她犹豫了几秒后再次开口:“谢谢陆总昨天的慷慨,不过我已经凑到钱了,钱……”
“不用还,那是我提前预支给你的年薪。”
时笙笙愣住。
陆亦辰唇角微扬:“合作这么久我一直都很认可你的工作能力,所以为了表示恒宇的诚意,我亲自来聘请你担任恒宇的秘书长。”
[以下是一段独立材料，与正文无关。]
PR #4, opened 2026-07-21
feat(python): extract material textures (image bytes + tile size)

tuxiasumari:
## What

Extracts material **textures** — the second gap we hit integrating OpenSKP into IngeTrazo (#2, follows #3):

- **`Texture` dataclass** — `filename`, tile `width`/`height` (**inches**, SketchUp's internal unit), raw image `data` bytes, and a `save()` helper.
- **`Material.texture: Optional[Texture]`** — `None` for plain-colour materials. Backwards-compatible (new defaulted field only).

## Why

A material with `hasTexture="1"` carries a `<mat:texture>` block in its `material.xml`, and the image itself sits right next to the XML inside the embedded ZIP (`materials/<folder>/<image>`). Neither was surfaced, so a textured material parsed as its solid colour only — no way to render or export it faithfully.

The `xScale`/`yScale` attributes are the real-world tile size (how many inches one repetition of the image covers), which is exactly what a consumer needs to map the texture without per-face UVs (SketchUp's default projected-texture behaviour).

## How

`_core._extract_texture` reads the `<mat:texture>` element and the image bytes from the material's ZIP folder. One robustness detail found in real files: the stored image name can differ from `textureFilename` (observed: `"..._Safety.jpg"` in the XML vs `"..._Saftey.jpg"` on disk) — the folder's non-XML sibling is used as fallback.

## Validation

- **Real file (SketchUp 2022):** 2/2 textured materials extract with correct JPEG bytes (`FFD8` magic) and tile sizes (24×24 in and 6×6 in) — including the one that needs the sibling fallback.
- **4 new tests**, including an **end-to-end parse of a synthetic in-memory `.skp`** (header marker + embedded ZIP) that exercises the real `_core` extraction path — no fixture file needed. Full suite: **39 passed**.

Branched independently from `main` so it can merge before/after #3 in any order. Together with #3, a consumer can now resolve `Face.material_id → Material → colour or texture` — full material fidelity from the public API.

### DIFF
--- a/CHANGELOG.md
+++ b/CHANGELOG.md
@@ -5,6 +5,16 @@ All notable changes to this project will be documented in this file.
 The format is based on [Keep a Changelog](https://keepachangelog.com/en/1.1.0/),
 and this project adheres to [Semantic Versioning](https://semver.org/spec/v2.0.0.html).
 
+## [Unreleased]
+
+### Added
+
+- **Python**: texture extraction — `Material.texture` (`Texture` dataclass:
+  `filename`, tile `width`/`height` in inches, raw image `data` bytes,
+  `save()` helper). Images are read from the material's folder inside the
+  embedded ZIP, with a sibling fallback when the stored image name differs
+  from `textureFilename`.
+
 ## [0.2.0] — 2026-06-18
 
 ### Added
--- a/packages/python/src/openskp/_core.py
+++ b/packages/python/src/openskp/_core.py
@@ -362,6 +362,60 @@ def extract_dynamic_properties(d007):
     return properties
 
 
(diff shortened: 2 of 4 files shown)


iamahsanmehmood (approved):
Approved.

Verified locally: 39/39 tests pass, `ruff` clean, backwards-compatible. Extraction is safe — it only reads entries that exist in the archive namelist, so no path-traversal.

Note for merge coordination: this work is fully contained in #13, which extends it with colorized-copy support. We'll most likely merge #13 and close this one to avoid a double-merge — approving here to record that the texture-extraction code itself passed review. Thank you.

PR #5, opened 2026-07-21
feat(python): expose instance-level materials (Instance.material_id)

tuxiasumari:
## What

Exposes **instance-level materials**: `Instance.material_id` — the material painted onto a component instance itself. Third in the series (#3 face materials, #4 textures); with this one, full material fidelity is reachable from the public API.

## Why

In SketchUp it's very common to paint a whole component rather than its faces ("paint the component"): the faces inside keep material `None` and **inherit** the instance's material. The instance node (`6419`) carries that material in the same `D007`/`D107` structure faces use — but the parser ignored it, so every instance-painted component came out uncoloured and consumers had no way to resolve the inheritance.

Found on a real SketchUp 2026 file: **24 of 274 instances carry a material** (granite pergolas, wood floors, paver walks) — ~444 m² of painted surface that parsed as unpainted.

## How

- `_core`: read `D007`/`D107` under the `6419` instance node into the builder's instance dict as `material_id`.
- `model.py`: `Instance.material_id: Optional[int]` (default `None`), with the inheritance rule documented — faces whose own `material_id` is `None` inherit it, as the official SDK resolves on export.

Backwards-compatible (new defaulted field only).

## Validation

- **3 new tests**, including an end-to-end TLV extraction: a synthetic `6419` node carrying `D007`/`D107` built byte-by-byte and run through the real `parse_tlv_recursive` + `_extract_geometry_from_nodes` — no fixture file needed. Full suite: **38 passed**.
- Real-file spot check (SU2026): all 24 instance materials resolve to known material names via `material_id_to_name`.

Branched independently from `main` — merges in any order relative to #3/#4.

### DIFF
--- a/CHANGELOG.md
+++ b/CHANGELOG.md
@@ -5,6 +5,15 @@ All notable changes to this project will be documented in this file.
 The format is based on [Keep a Changelog](https://keepachangelog.com/en/1.1.0/),
 and this project adheres to [Semantic Versioning](https://semver.org/spec/v2.0.0.html).
 
+## [Unreleased]
+
+### Added
+
+- **Python**: `Instance.material_id` — the material painted onto a component
+  instance itself (SketchUp's "paint the component", the same `D007`/`D107`
+  structure faces use). Faces with no material of their own inherit it;
+  consumers can now resolve that inheritance like the official SDK does.
+
 ## [0.2.0] — 2026-06-18
 
 ### Added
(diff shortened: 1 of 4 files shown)


iamahsanmehmood (approved):
Approved.

Verified locally: 38/38 tests pass, `ruff` clean, backwards-compatible (new defaulted `Instance.material_id`). The read mirrors the existing instance-material resolution in `build_scene` (the same D007/D107 structure), so it's consistent with proven code. Independent of #3/#4 — no conflict expected.

PR #6, opened 2026-07-21
feat(python): decode per-face texture mapping (Face.uv_transform)

tuxiasumari:
## What

Decodes **per-face texture mapping** — `Face.uv_transform` / `uv_transform_back`. Fourth in the series (#3 face materials, #4 textures, #5 instance materials); this is the one that makes positioned and photo-fitted textures renderable.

见状,时笙笙神情诧异不解,显然不明白他为什么这么做。
她面露难色地攥紧了手:“陆总,我现在……”
“明白,我会等你手术完把身体养好。”陆亦辰将一个恒宇徽章放在桌上,“所以别急着拒绝,这份offer永久有效。”
精巧的徽章闪烁着光芒,时笙笙久久没能回神,连陆亦辰什么时候走的都不知道。
她拿起徽章,再想起张沫的关心,恍然觉得在自己的世界并不是一片黑暗。
这时,手机响了起来。
是厉北寒。
时笙笙迟疑了一下,再次将电话挂断。
次日一早,她便收拾好东西去医院办理了住院手续。
时笙笙刚准备换病号服,厉北寒的电话再次打了过来。
她紧抿着唇,踌躇了半晌才按下了接听键。
“为什么把东西都搬走了?”厉北寒满带怒意的声音从手机中传出。
时笙笙眸光一黯:“我们已经分手。”
电话那端沉默了几秒才重新出声:“我要见你。”
在和医生交涉过后,时笙笙去了和厉北寒约定的咖啡厅。
咖啡的醇香和舒缓的音乐并未让两人的气氛有所缓和。
终于,时笙笙率先开口:“厉总,还有什么事?”
厉北寒抬起如墨的眸子,终于流露出一丝挽留,“十年的感情,你就这么轻易的放弃?”
闻言,时笙笙心一颤:“你知道我今年多大了吗?”
厉北寒愣了瞬,欲言又止。
时笙笙漾起一抹苦涩的笑,“我努力朝着你奔跑了十年,可最后才发现你的朝向并不是我。”
她将咖啡的钱放在桌上,站起身:“厉北寒,你不懂爱,也不爱我。”
悲凉无奈的话刺的厉北寒心头一窒,却又找不到一个辩驳的字。
时笙笙走出咖啡厅,如同走出厉北寒的生活。
回到医院,时笙笙做了一系列的术前检查。
情况虽然不算太遭,但主治医生还是劝了句:“术后一段时间你生活不能自理,还是让家人过来照顾吧。”
时笙笙不由想起了冷漠的父母和已经彻底把自己忘了的奶奶,心中酸苦:“我没有家人。”